Tells you more about that person, her friends, and their quality
sensibilities then the real-deal pie.

Anyone who can't tell the difference in flavor and intensity between
real Key limes and any other citrus juice ought to use that mixture
above; saves money and can be poured right out of bottles.

Nothing wrong with Persian lime juice or lemon juice and they can
certainly make a good enough pie. The lemon diminishes the depth of
the lime juice, but I'm sure there are people who prefer that. Again,
nothing wrong with it. But it's not a Key lime pie; it's something
else. Something less.

Pastorio
 
I saw key limes for sale at the Kroger just a couple weeks ago,
Bob. You've got my curiousity up as to what kind of effect it
would have on the taste. Hmm... wonder how many it would
take to get the half cut I need for a pie? A wheelbarrow load?

I'll be down at Key West next week. If I sober up long enough
to know where I'm at (just kidding), I might try to find some key
limes.

Michael
 
In article <[email protected]>,
"Michael" <[email protected]> wrote:

> I saw key limes for sale at the Kroger just a couple weeks ago,
> Bob. You've got my curiousity up as to what kind of effect it
> would have on the taste. Hmm... wonder how many it would
> take to get the half cut I need for a pie? A wheelbarrow load?
>
> I'll be down at Key West next week. If I sober up long enough
> to know where I'm at (just kidding), I might try to find some key
> limes.
>
> Michael


Chances are you won't find many homegrown key limes for sale in Key
West. That's because most of the key lime trees were wiped out in
hurricanes years ago. In addition, there's not a whole lot of arable
land in the Keys due to rampant development. The key limes you find in
the grocery stores mostly come from Mexico.

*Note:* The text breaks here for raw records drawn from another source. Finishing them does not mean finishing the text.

PR #293, opened 2022-03-24
iot2050-firmware-update: preserve u-boot env variables across updates 

AsuraZeng:
there are some uboot env need to be reserved after firmware upgrade.
fill the reserved env at the reserved_uboot_env filed in the update.conf.json to
keep the uboot env after firmware upgrade

### DIFF
--- a/recipes-app/iot2050-firmware-update/files/iot2050-firmware-update
+++ b/recipes-app/iot2050-firmware-update/files/iot2050-firmware-update
@@ -1,6 +1,6 @@
 #!/usr/bin/env python3
 #
-# Copyright (c) Siemens AG, 2020
+# Copyright (c) Siemens AG, 2020-2022
 #
 # Authors:
 #  Chao Zeng <chao.zeng@siemens.com>
@@ -127,14 +127,7 @@ class FirmwareUpdate(object):
             print("ioctl failed")
             sys.exit(1)
 
-    def update_firmware(self):
-        """Update Firmware"""
-        mtd_num = 0
-
-        print("===================================================")
-        print("IOT2050 firmware update started - DO NOT INTERRUPT!")
-        print("===================================================")
-
+    def get_mtd_info(self, mtd_num):
         ospi_dev_path = "/sys/bus/platform/devices/47040000.spi"
         if os.path.exists(ospi_dev_path + "/spi_master"):
             # kernel 5.9 and later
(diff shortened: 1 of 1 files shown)


recipes-app/iot2050-firmware-update/files/iot2050-firmware-update
```diff
@@ -55,14 +55,18 @@
 # 			"key": "VERSION_ID",
 # 			"min_version": "2.1.1"
 # 		}
+# 	],
+# 	"reserved_uboot_env": [
```
BaochengSu, line 59: should be: `preserved_u-boot_env`

recipes-app/iot2050-firmware-update/files/iot2050-firmware-update
```diff
@@ -266,21 +282,28 @@ class UpdateConfiguration(object):
...
                 # OS info, or the firmware w/o target_os node which means it doesn't care the OS info.
                 if len(target_os) == 0 or self._check_os(target_os, os_info):
                     res.append(firmware.name)
 
         return res
 
+    def reserved_uboot_env(self):
+        try:
+            reserved_uboot_env = self._jsonobj.reserved_uboot_env
+            return reserved_uboot_env
```
BaochengSu, line 295: why not `return self._jsonobj.reserved_uboot_env`

recipes-app/iot2050-firmware-update/files/iot2050-firmware-update
```diff
@@ -266,21 +282,28 @@ class UpdateConfiguration(object):
...
+        except Exception as e:
+            return None
 
 class ManagedFirmwareUpdate(FirmwareUpdate):
     '''
     ManagedFirmwareUpdate will perform various checking upon both the update package and the 
     targeted board, before calling the underlying FirmwareUpdate() to flash the binaries to
-    the SPI flash.
+    the SPI flash.s
```
BaochengSu, line 303: ?

jan-kiszka:
"iot2050-firmware-update: preserve u-boot env variables across updates

Allow to preserve certain u-boot environment variables across firmware update.
This is useful to keep settings like the boot targets or the upcoming M.2 slot configuration.
The list of variables can be configured via the update.conf.json file."

BTW, the M.2 variable is probably too early to add at this stage. We still have to think this through again from a security perspective.

AsuraZeng:
> "iot2050-firmware-update: preserve u-boot env variables across updates
> 
> Allow to preserve certain u-boot environment variables across firmware update. This is useful to keep settings like the boot targets or the upcoming M.2 slot configuration. The list of variables can be configured via the update.conf.json file."
> 
> BTW, the M.2 variable is probably too early to add at this stage. We still have to think this through again from a security perspective.

just a template currently. we can decide later.

recipes-app/iot2050-firmware-update/files/iot2050-firmware-update
```diff
@@ -289,13 +316,14 @@ class ManagedFirmwareUpdate(FirmwareUpdate):
         self._board_info = BoardInformation()
 
         # Parse the update configuration from the json file within the tarball
-        self._update_conf = UpdateConfiguration(
-            tarfile.open(fileobj=self.firmware).extractfile(self._update_conf_json))
+        self._update_conf = UpdateConfiguration(tarfile.open(
+            fileobj = self.firmware).extractfile(self._update_conf_json))
```
BaochengSu, line 320: IIRC, `=` in arguments should not have spaces around them, I might be wrong, you can do your own research.

recipes-app/iot2050-firmware-update/files/iot2050-firmware-update
```diff
@@ -312,15 +340,66 @@ class ManagedFirmwareUpdate(FirmwareUpdate):
...
+            f.extract(member=self.uboot_default_env_file, path='.')
+            super().update_firmware()
+
+    def update_uboot_env(self, env_list):
+        '''
+        restore uboot env
+        retrive the uboot default env file belong to the upgrade firmware.
+        makeup the restore env binary and flash to the env mtd partition
+        '''
+        env_default_binary = 'uEnv_default.bin'
```
BaochengSu, line 360: This does not always work if the current dir is read-only.

Maybe try to use some dirs that alreadys has the write permission, such as `/tmp/`.

Also, if `mkenvimage` could have the output piped, you can redirect the output to the std_out and read it via subprocess, IIRC, then the local file could be avoided.

recipes-app/iot2050-firmware-update/files/iot2050-firmware-update
```diff
@@ -312,15 +340,66 @@ class ManagedFirmwareUpdate(FirmwareUpdate):
...
             firmware_name = firmware_names[choice - 1]
 
         print("Will write {} to the SPI flash".format(firmware_name))
 
         self.firmware.seek(0)
-        self.firmware = tarfile.open(fileobj=self.firmware).extractfile(firmware_name)
-        super().update_firmware()
+        with tarfile.open(fileobj=self.firmware) as f:
+            self.firmware = f.extractfile(firmware_name)
+            f.extract(member=self.uboot_default_env_file, path='.')
```
BaochengSu, line 351: Same here, avoid to extract it, but use it via `f.extractfile()` just as the above line.

recipes-app/iot2050-firmware-update/files/iot2050-firmware-update
```diff
@@ -312,15 +340,66 @@ class ManagedFirmwareUpdate(FirmwareUpdate):
...
+        with open(self.uboot_default_env_file, encoding="utf-8", mode="a") as file:
+            for value in env_list:
+                file.write(value)
+                file.write("\n")
+
+        for mtd_num in env_partition_list:
+            mtd_dev_path, mtd_size, mtd_erasesize, mtd_name = self.get_mtd_info(
+                mtd_num)
+            subprocess.call('mkenvimage -s {} -r -o {} {}'.format(mtd_size,
+                            env_default_binary, self.uboot_default_env_file), shell=True)
```
BaochengSu, line 373: Use `subprocess.run()` instead, and for the command, do not use the `-o {}` but direct to the `stdout` and capture it from the python script. Also check the `stderr` for robust (the `mkenvimage` command is not guaranteed to always work)

BaochengSu: Just as what you've done below with `subprocess.check_output`.

However, I am not sure if this works with the binary stream. You can have a try.

recipes-app/iot2050-firmware-update/files/iot2050-firmware-update
AsuraZeng: I am not sure `mkenvimage` has the output piped. maybe the output file is necessary.

BaochengSu: Just verified via 

```
mkenvimage -s 1024 -r input.txt | hexdump
```

It works.

recipes-app/iot2050-firmware-update/files/iot2050-firmware-update
AsuraZeng: extractfile would return [io.BufferedReader] object

what would we want here is a writing ability.
so for this intent, extract the file and do some operation on this file

recipes-app/iot2050-firmware-update/files/iot2050-firmware-update
```diff
@@ -312,15 +340,66 @@ class ManagedFirmwareUpdate(FirmwareUpdate):
...
+            preserved_uboot_env_name = self._update_conf.preserved_uboot_env()
 
+        preserved_uboot_env_value = []
+
+        if not preserved_uboot_env_name:
+            return None
+
+        for env_name in preserved_uboot_env_name:
+            env_value = subprocess.check_output(
+                'fw_printenv %s' % env_name, shell=True).decode('utf-8').lstrip().rstrip()
```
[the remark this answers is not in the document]
AsuraZeng: this is a empty value. would not keep the value

recipes-app/iot2050-firmware-update/files/iot2050-firmware-update
AsuraZeng: has removed the redundant blank

recipes-app/iot2050-firmware-update/files/iot2050-firmware-update
AsuraZeng: new version use  `/tmp` folder, when reboot, these tmp file would not exist

recipes-app/iot2050-firmware-update/files/iot2050-firmware-update
AsuraZeng: use `subprocess.run()` API to handle the command and add exception mechanism

recipes-app/iot2050-firmware-update/files/iot2050-firmware-update
```diff
@@ -312,15 +343,79 @@ class ManagedFirmwareUpdate(FirmwareUpdate):
...
+        uboot_env_assemble_file =  os.path.join(self.extract_path, "env_assemble_file")
+        assert os.path.isfile(uboot_default_env_file)
+        # assemble the env
+        shutil.copy(uboot_default_env_file, uboot_env_assemble_file)
+        with open(uboot_env_assemble_file, encoding="utf-8", mode="a") as file:
+            for value in env_list:
+                file.write(value)
+                file.write("\n")
+
+        with tempfile.NamedTemporaryFile(mode="rb") as env_default_binary:
```
BaochengSu, line 376: Why `mode="rb"`? shouldn't be `mode="wb"`?

AsuraZeng: remove the mode "rb" use the default `w+b` mode

BaochengSu (approved):

AsuraZeng:
@jan-kiszka  Please provide your comments, appreciate your feedback

AsuraZeng:
> Strictly spoken, this should be split into style changes/fixes, refactorings and feature additions.

thanks. Has separated  the code according to the modification

BaochengSu (approved):

recipes-app/iot2050-firmware-update/files/iot2050-firmware-update
```diff
@@ -330,19 +432,26 @@ def main(argv):
...
     try:
         args = parser.parse_args()
     except IOError as e:
         print(e.strerror, file=sys.stderr)
         exit(1)
 
-    erase_env_input = input("\nWarning: All U-Boot environment variables will be reset to factory settings. Continue (y/N)? ")
+    erase_env_input = input(
+        "\nWarning: All U-Boot environment variables will be reset to factory settings.\n"
+        "Unless preserve env in the update.conf.json or using -p argument.Continue(y/N)?")
```
jan-kiszka, line 447: This could be made more concrete: You do not need to warn if there are no other user modifications noticed and `-p` is provided.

You need a Mexican-style lime juicer to get the maximum amount of juice
out of the key limes. These are the juicers that basically turn the
fruit halves inside out. You'll get arthritis squeezing them with a
conventional juicer.

Cindy

--
C.J. Fuller

Delete the obvious to email me
 
On Mon 14 Mar 2005 03:31:48p, Cindy Fuller wrote in rec.food.cooking:

> In article <[email protected]>,
> "Michael" <[email protected]> wrote:
>
>> I saw key limes for sale at the Kroger just a couple weeks ago,
>> Bob. You've got my curiousity up as to what kind of effect it
>> would have on the taste. Hmm... wonder how many it would
>> take to get the half cut I need for a pie? A wheelbarrow load?
>>
>> I'll be down at Key West next week. If I sober up long enough
>> to know where I'm at (just kidding), I might try to find some key
>> limes.
>>
>> Michael

>
> Chances are you won't find many homegrown key limes for sale in Key
> West. That's because most of the key lime trees were wiped out in
> hurricanes years ago. In addition, there's not a whole lot of arable
> land in the Keys due to rampant development. The key limes you find in
> the grocery stores mostly come from Mexico.
>
> You need a Mexican-style lime juicer to get the maximum amount of juice
> out of the key limes. These are the juicers that basically turn the
> fruit halves inside out. You'll get arthritis squeezing them with a
> conventional juicer.
>
> Cindy
>


I use an electric reamer/juicer that has several different cone sizes. It
works better than anything else I'vde tried.

Wayne
 
Cindy Fuller wrote:

> Chances are you won't find many homegrown key limes for sale in Key
> West. That's because most of the key lime trees were wiped out in
> hurricanes years ago. In addition, there's not a whole lot of arable


> land in the Keys due to rampant development. The key limes you find

in
> the grocery stores mostly come from Mexico.


Right. One of the few times I found them was at a Wal-Mart at the Lake
of the Ozarks. There were two dozen limes in the bad, they produced
something like a cup of juice as I recall.

> You need a Mexican-style lime juicer to get the maximum amount of

juice
> out of the key limes. These are the juicers that basically turn the
> fruit halves inside out. You'll get arthritis squeezing them with a
> conventional juicer.


I found my squeezer at the local Mexican grocery store.